House debates

Wednesday, 13 March 2013

Bills

Electoral and Referendum Amendment (Improving Electoral Administration) Bill 2012; Consideration in Detail

5:32 pm

Photo of Daryl MelhamDaryl Melham (Banks, Australian Labor Party) Share this | Hansard source

I acknowledge that the views of the member for Mackellar have been consistent, and she has aired those views in the substantive debate on this bill and in the hearings that we have had of the Joint Standing Committee on Electoral Matters, but I just have a fundamental disagreement with where she is coming from. Firstly, the Electoral Commission draws its information from a number of agencies. We are just adding the Australian Taxation Office. They have agreed—there have been discussions with the Australian tax office and Treasury—to participate if the legislation is amended and the tax office is added. The tax office, as I said in my speech on the second reading, has provided information to a number of other organisations, so the Electoral Commission is nothing different in relation to that. We have had that discussion. We just agree to disagree. I understand that the views of the member for Mackellar are genuinely held, but my view is that it is pretty hard to argue that the tax office is less reliable than other organisations from which the Electoral Commission draws its information. I know that the member for Mackellar has had a longstanding interaction as a member of parliament and as a senator with the tax office, but we have had that debate. I just disagree, and I think the government disagrees.

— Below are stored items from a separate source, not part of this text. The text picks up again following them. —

PR #763, opened 2026-02-03
fix: add network error retry for transfer polling

### LINKED ISSUE #608: Spending balance remains 0 after opening the channel from the app, despite transfer to spending confirmed (Android)
I observed the same situation as in iOS from here: https://github.com/synonymdev/bitkit-ios/issues/338, (no logs, as the channel eventually opened and we thought there was some blocktank hiccup)

Pasting AI analysis on the potential root cause.

---

### Root Cause

The bug is in `TransferViewModel.kt` in the `pollUntil` function. When `getOrder()` fails due to a network error, `.getOrNull()` returns `null`, which is misinterpreted as "order not found" and causes the polling loop to exit permanently.

**Relevant code** (`TransferViewModel.kt:267-283`):
```kotlin
private suspend fun pollUntil(orderId: String, condition: (IBtOrder) -> Boolean): IBtOrder? {
    while (true) {
        val order = blocktankRepo.getOrder(orderId, refresh = true).getOrNull()
        if (order == null) {
            Logger.error("Order not found: '$orderId'", context = TAG)
            return null  // BUG: Network errors also cause null, exits loop permanently
        }
        if (order.state2 == BtOrderState2.EXPIRED) {
            Logger.error("Order expired: '$orderId'", context = TAG)
            return null
        }
        if (condition(order)) {
            return order
        }
        delay(POLL_INTERVAL_MS)
    }
}
```

### Bug Flow

1. `onTransferToSpendingConfirm()` launches coroutine calling `watchOrder()`
2. `watchOrder()` calls `pollUntil()` to wait for order state changes
3. `pollUntil()` calls `blocktankRepo.getOrder()` which returns `Result<IBtOrder>`
4. **On network error**: `Result.failure` → `.getOrNull()` returns `null`
5. Code logs "Order not found" (misleading - it's actually a network error)
6. `pollUntil()` returns `null`
7. `watchOrder()` returns `Result.failure(Exception("Order not found or expired"))`
8. Coroutine completes, **polling stops permanently**
9. Channel opens on Blocktank's side, but app never detects it

### Key Issue

The code conflates two different error conditions:
- **Actual "order not found"**: Should stop polling (order doesn't exist)
- **Network error**: Should retry (transient failure)

Using `.getOrNull()` loses the distinction between these cases.

### Recommended Fix

1. **Distinguish between network errors and actual "not found"**:

```kotlin
private suspend fun pollUntil(orderId: String, condition: (IBtOrder) -> Boolean): IBtOrder? {
    var consecutiveErrors = 0
    val maxConsecutiveErrors = 5
    
    while (true) {
        val result = blocktankRepo.getOrder(orderId, refresh = true)
        
        result.fold(
            onSuccess = { order ->
                consecutiveErrors = 0  // Reset on success
                
                if (order.state2 == BtOrderState2.EXPIRED) {
                    Logger.error("Order expired: '$orderId'", context = TAG)
                    return null
                }
                if (condition(order)) {
                    return order
                }
            },
            onFailure = { error ->
                consecutiveErrors++
                Logger.warn("Failed to fetch order (attempt $consecutiveErrors): ${error.message}", context = TAG)
                
                if (consecutiveErrors >= maxConsecutiveErrors) {
                    Logger.error("Too many consecutive errors, giving up", context = TAG)
                    return null
                }
                // Continue polling on transient errors
            }
        )
        
        delay(POLL_INTERVAL_MS)
    }
}
```

2. **Resume watching pending transfers on app foreground** - When the app returns to foreground, check for any pending `toSpending` transfers and resume watching them.

3. **Consider adding a "refresh" button** - Allow users to manually trigger a sync of pending transfers if automatic recovery fails.

jvsena42:
Fixes #608

This PR adds network error resilience to the transfer-to-spending polling mechanism by distinguishing between transient network failures and permanent order errors.

### Description

- Uses `.fold()` instead of `.getOrNull()` to properly handle `Result` failures
- Implements a retry mechanism that tolerates up to 5 consecutive network errors before giving up
- Resets the error counter on successful fetches, allowing recovery from intermittent issues
- Preserves immediate exit behavior for permanent failures (order not found, order expired)

### Preview

https://github.com/user-attachments/assets/19e01fb7-7d00-401a-a0ec-676de4d00552

### QA Notes

To facilitate the simulation, you can put a breakpoint in the line and then disable internet
```
 val paidOrder = pollUntil(orderId) { order ->
```

#### 1. Normal transfer flow (regression)
1. Start a transfer to spending
2. Verify the setup steps progress (0 → 1 → 2 → 3)
3. Confirm the channel opens successfully

#### 2. Network error recovery
1. Start a transfer to spending
2. Enable airplane mode briefly during polling
3. Disable airplane mode before 12.5 seconds (5 retries × 2.5s)
4. Verify polling resumes and completes successfully

#### 3. Persistent network failure
1. Start a transfer to spending
2. Enable airplane mode and keep it enabled
3. After ~12.5 seconds, verify the transfer fails gracefully with appropriate logging

### DIFF
--- a/app/src/main/java/to/bitkit/ext/PaymentFailureReasonExt.kt
+++ b/app/src/main/java/to/bitkit/ext/PaymentFailureReasonExt.kt
@@ -1,0 +1,17 @@
+package to.bitkit.ext
+
+import android.content.Context
+import org.lightningdevkit.ldknode.PaymentFailureReason
+import to.bitkit.R
+
+fun PaymentFailureReason?.toUserMessage(context: Context): String = when (this) {
+    PaymentFailureReason.RECIPIENT_REJECTED ->
+        context.getString(R.string.wallet__toast_payment_failed_recipient_rejected)
+    PaymentFailureReason.RETRIES_EXHAUSTED ->
+        context.getString(R.string.wallet__toast_payment_failed_retries_exhausted)
+    PaymentFailureReason.ROUTE_NOT_FOUND ->
+        context.getString(R.string.wallet__toast_payment_failed_route_not_found)
+    PaymentFailureReason.PAYMENT_EXPIRED ->
+        context.getString(R.string.wallet__toast_payment_failed_timeout)
+    else -> context.getString(R.string.wallet__toast_payment_failed_description)
+}
--- a/app/src/main/java/to/bitkit/fcm/WakeNodeWorker.kt
+++ b/app/src/main/java/to/bitkit/fcm/WakeNodeWorker.kt
@@ -23,6 +23,7 @@ import to.bitkit.data.CacheStore
 import to.bitkit.data.SettingsStore
 import to.bitkit.di.json
 import to.bitkit.ext.amountOnClose
+import to.bitkit.ext.toUserMessage
 import to.bitkit.models.BITCOIN_SYMBOL
 import to.bitkit.models.BlocktankNotificationType
 import to.bitkit.models.BlocktankNotificationType.cjitPaymentArrived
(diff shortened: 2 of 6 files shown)


jvsena42:
draft to apply suggestions

PR #765, opened 2026-02-05
fix: auto-recover stale network graph cache

jvsena42:
This PR adds automatic validation and recovery for stale RGS network graph caches that cause Lightning payment routing failures.

### Description

When the app uses RGS (Rapid Gossip Sync) delta updates, nodes that are missing from a stale cached graph won't be restored by incremental syncs. This caused `RouteNotFound` errors when trying to pay certain destinations like Blink wallet.

1. Adds `validateNetworkGraph()` to check if trusted peers (Blocktank LSP nodes) are present in the graph
2. Adds `resetNetworkGraph()` to delete the cached graph file when stale
3. Validates the graph automatically on node startup and triggers a fresh full sync if trusted peers are missing
4. Skips validation when graph is empty to avoid false positives on first launch

### Preview

https://github.com/user-attachments/assets/31b50a89-305f-4186-852f-ea53c2e4c080

#### 1. Verify stale graph auto-recovery
1. Launch app with existing wallet that has a stale network graph cache
2. Check logs for: `Network graph missing X trusted peers`
3. Verify logs show: `Network graph is stale, resetting and restarting...`
4. After restart, verify: `Network graph validated: all X trusted peers present`

#### 2. Verify normal startup (no stale cache)
1. Launch app with valid network graph
2. Verify logs show: `Network graph validated: all X trusted peers present`
3. No restart should occur

#### 3. Verify payment routing works
1. After graph validation passes, attempt a Lightning payment to Blink wallet
2. Payment should route successfully without `RouteNotFound` error

### DIFF
--- a/app/src/main/java/to/bitkit/repositories/LightningRepo.kt
+++ b/app/src/main/java/to/bitkit/repositories/LightningRepo.kt
@@ -32,6 +32,7 @@ import kotlinx.coroutines.withTimeoutOrNull
 import org.lightningdevkit.ldknode.Address
 import org.lightningdevkit.ldknode.BalanceDetails
 import org.lightningdevkit.ldknode.BestBlock
+import org.lightningdevkit.ldknode.Bolt11Invoice
 import org.lightningdevkit.ldknode.ChannelConfig
 import org.lightningdevkit.ldknode.ChannelDataMigration
 import org.lightningdevkit.ldknode.ChannelDetails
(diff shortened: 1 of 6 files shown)


jvsena42:
related LDK PR
https://github.com/lightningdevkit/ldk-node/pull/692

ovitrif (approved):
tAck

**Test results:**
1. Verify stale graph auto-recovery: success
2. Verify normal startup (no stale cache): success
3. Verify payment routing works: success

PR #769, opened 2026-02-08
refactor: secure sensitive strings

ovitrif:
This PR introduces a `Secret` model that wraps sensitive data in a wipeable `CharArray`, replacing immutable `String` usage for mnemonics, passphrases, and PINs across the entire app.

### Description

1. Adds a `Secret` model with `use`/`peek`/`wipe` lifecycle and ergonomic extensions (`useAsString`, `splitWords`, `wipeAll`)
2. Adds secure `loadSecret`/`saveSecret`/`upsertSecret` methods to `Keychain`
3. Replaces `String`-based mnemonic handling with `Secret` across all services, repositories, and ViewModels
4. Eliminates `String` from the entire PIN lifecycle by accumulating input as `CharArray` via a new `mutableSecretOf()` Compose utility, and removes PIN from navigation route serialization
5. Adds `ByteArray.wipe()` extension and wipes derived encryption keys in `RNBackupClient` after use
6. Clears restore wallet state on ViewModel destroy

### Preview

IMAGE_1

#### 1. Wallet creation with PIN
- Create a new wallet
- Set a PIN during onboarding
- Confirm the PIN matches
- Verify wallet is created successfully

#### 2. PIN validation flows
- Lock the app and unlock with PIN
- Send a payment that requires PIN confirmation
- Verify PIN validation works correctly in both flows

#### 3. Change PIN
- Go to Settings > Security > Change PIN
- Enter current PIN
- Enter new PIN and confirm
- Verify the new PIN works for subsequent unlocks

#### 4. Wallet restore
- Start wallet restore flow
- Paste or type a 12-word mnemonic
- Optionally add a passphrase
- Verify restore completes successfully

#### 5. Backup verification
- Go to Settings > Backups
- View mnemonic and passphrase screens
- Verify they display correctly
- Complete the mnemonic confirmation flow

#### 6. Regression
- `./gradlew testDevDebugUnitTest` passes
- `./gradlew detekt` clean


ovitrif:
Thorough re-review of the scope of these changes reveals the harsh truth that, while it is a nice attempt, it is far from delivering on its promise because we are forced to default to `Strings` anyways at the Rust/UniFFI boundary.

So, while `codex` was trying to be nice in its review, I am of the impression that this PR would actually introduce more harm than good, because it forces additional boxing/cloning, while for no real gain; the use of Strings for secrets cannot be eliminated, the vulnerability in its original shape is still there, but now we would end up with more bloat.

While there are some valuable parts, there's not much ROI in extracting them.

Closed.

PR #775, opened 2026-02-10
fix: delete vss network graph using new ffi client

ovitrif:
Closes #765

This PR:
1. Adds a new VssBackupClientLdk for direct LDK-specific VSS operations via FFI bindings
2. Switches VSS graph deletion during stale-graph reset to use the new FFI client
3. Improves graph validation logging with node IDs, graph stats, and RGS timestamp
4. Extracts the network graph debug dump from LightningService

### Description

Builds on #740. The stale graph auto-recovery added in #765 attempted to deleted the graph from VSS using the app-level backup client but due to different key obfuscation namespacing in ldk-node, the graph backup was never deleted.

This PR switches to a dedicated LDK-specific FFI client implementation that points operations to the correct obfuscated file names backed up by ldk-node on VSS. This new VSS client implementation adjusted for supporting OPs on ldk-node backups is found in PR:
- synonymdev/vss-rust-client-ffi/pull/8

In practice this translate to successful LN payments to nodes that would otherwise fail, one example being payments to Blink wallet if having a stale graph in your wallet's VSS backups.

LDK-node already has the required mechanism to trigger redownload of the network graph if attempts to retrieve it from its backup on VSS fails. The cleanup mechanism is triggered when the graph is found to miss any of the expected trusted peers, which in turn triggers ldk-node to kick-off its re-download of the graph from the latest RGS server snapshot.

> [!NOTE]
> After more research this issue proved to reproduce only on wallets created with the early release candidate versions of the app, when caching of network graph was still done on VSS.

#### Test 1️⃣ - Payment to Blink
https://github.com/user-attachments/assets/5b89c08e-ae84-4d05-b952-d9c9cc53e4a4

#### Test 2️⃣ - VSS app data preserved across `vss-rust-client` update
| Before (`0.4.0`) | After (`0.5.5`) |
| - | - |
| before | after |

### QA Notes

> [!TIP]
> No need to go all the way to replicate a stale graph on your VSS backup. To validate, simply test on mainnet some random LN payments to a couple wallets you have on other apps like Blink, Phoenix, WoS. If payments succeed, PR is good to be merged.

#### 1. Verify stale graph reset clears VSS via FFI client
1. Launch app with a wallet that has a stale network graph
2. Check logs for: `Network graph is stale, resetting and restarting...`
3. Verify logs show: `Cleared stale network graph from VSS (first delete)`
4. After restart, verify graph validates successfully
1. After graph validation passes, send a Lightning payment to Blink wallet
2. Payment should route successfully

#### 2. Verify VSS app data preserved across versions
1. Install a previous version of the app (e.g. latest release from `master`)
2. Create or restore a wallet and let it fully sync
3. Personalize the wallet, eg.
   - Change display currency
   - Set a custom denomination (e.g. sats)
   - Toggle biometric authentication
   - Update widgets on home screen
4. Make note of all customized values
5. Uninstall the app so wallet data lives only on VSS
6. Install the build from this PR
7. Restore the same wallet using the seed phrase
8. After sync completes, verify all personalization is preserved

### DIFF
--- a/app/src/main/java/to/bitkit/services/LightningService.kt
+++ b/app/src/main/java/to/bitkit/services/LightningService.kt
@@ -48,10 +48,11 @@ import to.bitkit.ext.totalNextOutboundHtlcLimitSats
 import to.bitkit.ext.uByteList
 import to.bitkit.ext.uri
 import to.bitkit.models.OpenChannelResult
+import to.bitkit.utils.AppError
 import to.bitkit.utils.LdkError
 import to.bitkit.utils.LdkLogWriter
-import to.bitkit.utils.LogDumperLdk
 import to.bitkit.utils.Logger
+import to.bitkit.utils.LoggerLdk
 import to.bitkit.utils.ServiceError
 import to.bitkit.utils.jsonLogOf
 import java.io.File
@@ -70,7 +71,7 @@ class LightningService @Inject constructor(
     private val keychain: Keychain,
     private val vssStoreIdProvider: VssStoreIdProvider,
     private val settingsStore: SettingsStore,
-    private val logDumperLdk: LogDumperLdk,
+    private val loggerLdk: LoggerLdk,
 ) : BaseCoroutineScope(bgDispatcher) {
 
     companion object {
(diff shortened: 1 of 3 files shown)


jvsena42 (approved):
Performed Lightning operation on main net

PR #788, opened 2026-02-18
feat: support all address types

ben-kaufman:
This PR adds support for multiple Bitcoin address types in the iOS app, allowing users to select and monitor different address formats. Users can select their preferred address type from: Legacy (P2PKH), Nested SegWit (P2SH-P2WPKH), Native SegWit (P2WPKH), and Taproot (P2TR).

This requires extensive testing across all functionalities, send, receive, channel open, channel close (funds should always go to native segwit address except when selected address when channel opened was Taproot, in which case it should be a Taproot address), cpfp, rbf. All should be checked for each address type, and for multiple address types combined (ie. send with utxos of different address types, open channel with inputs of different address types, boost txs with inputs of different address types, etc.)

### DIFF
--- a/.github/workflows/e2e.yml
+++ b/.github/workflows/e2e.yml
@@ -81,7 +81,7 @@ jobs:
           name: bitkit-e2e-apk_${{ github.run_number }}
           path: app/build/outputs/apk/dev/debug/bitkit_e2e.apk
 
-  build-regtest:
+  build-staging:
     needs: detect-changes
     if: github.event.pull_request.draft == false && needs.detect-changes.outputs.code == 'true'
     runs-on: ubuntu-latest
@@ -295,10 +295,10 @@ jobs:
         if: failure()
         uses: jwalton/gh-docker-logs@v2
 
-  e2e-tests-regtest:
+  e2e-tests-staging:
     if: github.event.pull_request.draft == false && needs.detect-changes.outputs.code == 'true'
     runs-on: ubuntu-latest
-    needs: [detect-changes, build-regtest, e2e-branch]
+    needs: [detect-changes, build-staging, e2e-branch]
 
     strategy:
       fail-fast: false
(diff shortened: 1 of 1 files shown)


app/src/main/java/to/bitkit/repositories/WalletRepo.kt
```diff
@@ -299,6 +306,12 @@ class WalletRepo @Inject constructor(
             if (bip39Passphrase != null) {
                 keychain.saveString(Keychain.Key.BIP39_PASSPHRASE.name, bip39Passphrase)
             }
+            settingsStore.update {
+                it.copy(
+                    selectedAddressType = "nativeSegwit",
```
jvsena42: Could get from `AddressType.P2WPKH.toSettingsString()` to prevent typos

ben-kaufman:
Same https://github.com/synonymdev/bitkit-ios/pull/431#issuecomment-3975870243

We could offer to reduce the amount sent to the recipient to have more for fees but this is not a currently supported feature

app/src/main/java/to/bitkit/services/LightningService.kt
```diff
@@ -911,6 +924,51 @@ class LightningService @Inject constructor(
         }
     }
 
+    suspend fun getBalanceForAddressType(addressType: AddressType): org.lightningdevkit.ldknode.AddressTypeBalance =
```
jvsena42: extract import

ben-kaufman:
@piotr-iohk couldn't reproduce but made a small fix and added logs which should help understand the issue if it happens again

.github/workflows/e2e_migration.yml
```diff
@@ -85,7 +85,6 @@ jobs:
           - { name: migration_1-restore, grep: "@migration_1" }
           - { name: migration_2-migration, grep: "@migration_2" }
           - { name: migration_3-with-passphrase, grep: "@migration_3" }
-          - { name: migration_4-with-sweep, grep: "@migration_4" }
```
piotr-iohk: Not needed, migration tests updated in related e2e branch.

PR #798, opened 2026-02-21
fix: update LND4 IP and bump ldk-node to rc.26

ben-kaufman:
This PR:
1. Updates the hardcoded LND4 fallback peer IP from `34.65.186.40` to `34.65.153.174` after the node migration
2. Bumps ldk-node from v0.7.0-rc.18 to v0.7.0-rc.26 which includes a fix for `PeerStore::add_peer` silently ignoring address updates for existing peers

Without the ldk-node fix, existing installs would keep retrying the stale cached IP indefinitely even after the app pushes the updated address via `Node::connect`.

### Description

LND4's IP changed during a node migration. The hardcoded fallback address in Env is updated, and the ldk-node dependency is bumped to include the peer address upsert fix ([synonymdev/ldk-node#53](https://github.com/synonymdev/ldk-node/pull/53)).

### Preview

N/A — no UI changes.

### QA Notes

1. Update from a previous build where LND4 had the old IP
2. Verify on startup that LND4 connects successfully (check logs for the new IP `34.65.153.174`)
3. Fresh install should also connect to LND4 without issues

### DIFF
--- a/app/build.gradle.kts
+++ b/app/build.gradle.kts
@@ -170,7 +170,7 @@ android {
             reset()
             // Only architectures supported by native libs (ldk-node, bitkit-core)
             // x86 not supported; x86_64 only for debug/emulator
-            include("armeabi-v7a", "arm64-v8a")
+            include("armeabi-v7a", "arm64-v8a", "x86_64")
             isUniversalApk = true
         }
     }


ovitrif (approved):
tAck

PR #800, opened 2026-02-23
feat: peer cards with labels + use ldk-node from GH

### LINKED ISSUE #682: [FR]: Lightning node details
Align with iOS app with lightning node details

**iOS**

Image

**android**

Image

ovitrif:
Fix #682

This PR:
1. Define `NodePeer` data model to enrich known peers with names
2. Adds peer cards with labels on the node info screen
3. Shows all node info by default, regardless of dev mode on/off value (iOS parity)
4. Consumes `ldk-node-android` dependency GitHub Packages instead of JitPack
5. Updates detekt config for magic numbers to include common design tokens values
6. Updates AI rules for view model file conventions
7. Add padding between ldk debug screen peer input and buttons
8. Bumps app version

### Description

Polishes peer card UI and makes Node Info screen show all details from the start. Introduces a dedicated `NodeInfoViewModel` and `NodePeer` model, and sources peer labels from `Env` configuration if fetching from LSP API fails.

Also switches the `ldk-node-android` dependency from JitPack to GitHub Packages, and includes minor housekeeping for detekt and AI rules.

### Preview

peerCards

#### 1. Peer cards visibility
1. Build and run a dev debug build
2. Navigate to the Node Info screen
3. Verify peer cards display with labels (e.g. LSP, LND nodes)
5. Confirm cards show peer alias, public key, and disconnect button
6. Tap on a card → expect to see copy toast
9. Tap on disconnect → expect peer to disconnect (it should reconnect on node restart)

### DIFF
--- a/app/build.gradle.kts
+++ b/app/build.gradle.kts
@@ -55,8 +55,8 @@ android {
         applicationId = "to.bitkit"
         minSdk = 28
         targetSdk = 36
-        versionCode = 176
-        versionName = "2.0.2"
+        versionCode = 177
+        versionName = "2.0.3"
         testInstrumentationRunner = "to.bitkit.test.HiltTestRunner"
         vectorDrawables {
             useSupportLibrary = true


piotr-iohk:
Created a separate bug ticket https://github.com/synonymdev/bitkit-android/issues/801. Managed to make it work after couple of retries (i.e. setting up wallet again and funding with 100 000 sats - eventually worked with no 0 cap when transfer to spending, it didn't work with initial balance 100 000 000, but not sure if it is balance related, b2b I think I also seen it once or twice before but couldn't reproduce later)

PR #853, opened 2026-03-18
fix: comment out orphaned channel monitor recovery

jvsena42:


ovitrif:
why does PR title references something that I can't find in code if I search for it?

I guess it should be: `checkForOrphanedChannelMonitorRecovery`

PS. These little details are quite critical for proper work with AI.

Issue #52, opened 2023-04-18
Remove hacspec-specific code from no_std example


geonnave:
It fails when running `cargo build --target="thumbv7em-none-eabihf" --no-default-features --features="rust-psa, rtt" --release`

malishav:
@geonnave Can I close this issue?

PR #54, opened 2023-04-18
fix: make sure the no_std example works on rust and hacspec

geonnave:
Addressing issue #52.

@malishav I was going to just remove the `test_p256_keys` function, but I think it is useful to have it testing key generation here. What do you think?


malishav:
Yes, it's an important test to have. In the absence of a better solution, I think we can merge it.

Issue #50, opened 2023-04-18
Check message length in decode_plaintext_2


malishav:
Add error handling to `decode_plaintext_2` function

geonnave:
Addressed in #58 .

malishav:
Resolved with #58

PR #58, opened 2023-04-21
Check message length in decode_plaintext_2

geonnave:
Addressing #50.

Also, adding some documentation to core functions, and changing parameter names in `compute_prk_3e2m`.


malishav:
Looks good, should I merge?

PR #61, opened 2023-04-25
ci: configure automated releases

geonnave:


geonnave:
To test this, I need to send a PR from the original repo, since it RELEASE_TOKEN is not available for forked repos.

PR #62, opened 2023-04-25
ci: configure automated releases

geonnave:
Automatically create releases (and release notes) from tags.

The only needed manual work is to create and push a git tag. For example:
```bash
git tag REL-0.1.0
git push origin REL-0.1.0
```

The above will generate a new release named `REL-0.1.0`.

**Note**: the tag must be pushed from the original repo, and not from a fork, as forks have restricted permissions.

### DIFF
--- a/.github/release.yml
+++ b/.github/release.yml
@@ -1,0 +1,11 @@
+changelog:
+  categories:
+    - title: New features
+      labels:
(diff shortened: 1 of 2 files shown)


geonnave:
@malishav PR is now ready.

PR #63, opened 2023-04-26
Get rid of compiler warnings

geonnave:
Get rid of warnings, most being about (1) values assigned but not read or (2) unecessary use of `mut`.

For now, just adjusted the hacspec version. If ok, I will adjust the rust version as well.

### DIFF
--- a/hacspec/src/lib.rs
+++ b/hacspec/src/lib.rs
@@ -24,11 +24,8 @@ pub fn edhoc_exporter(
         _th_3,
     ) = state;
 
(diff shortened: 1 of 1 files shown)


malishav:
Note that most of the occurrences that caused warnings were there to be compatible with hacspec v1. Before merging, let's make sure  it passes hacspec v2 checks.

geonnave:
The code here is very old, if we address this it should be in a new PR. Closing.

The one that puzzles me is the amendment that basically says, 'Let's contract the time for a prepoll vote from 19 days to 12 days'—in other words, one week less. I know that the member for Mackellar is being nostalgic here in terms of 'election day is election day', but that is not our modern society. The parliament and the Joint Standing Committee on Electoral Matters over a number of years—when either side has been in government, when there has been an opposition chair, or whatever—have relaxed the provisions and made it easier to have postal votes and pre-poll votes. Indeed, one of the recommendations raised for the last election was that you could have a pre-poll vote if you were outside your electorate. We just took the view that we were not going to force people in that instance to lie and maintain that they are not within eight kilometres, they are interstate, or whatever. The figures are such that pre-poll voting is for a lot of people the preferred method of voting, as against filling out the forms for a postal vote application and then having your vote excluded because there is a challenge to a signature or something else like that.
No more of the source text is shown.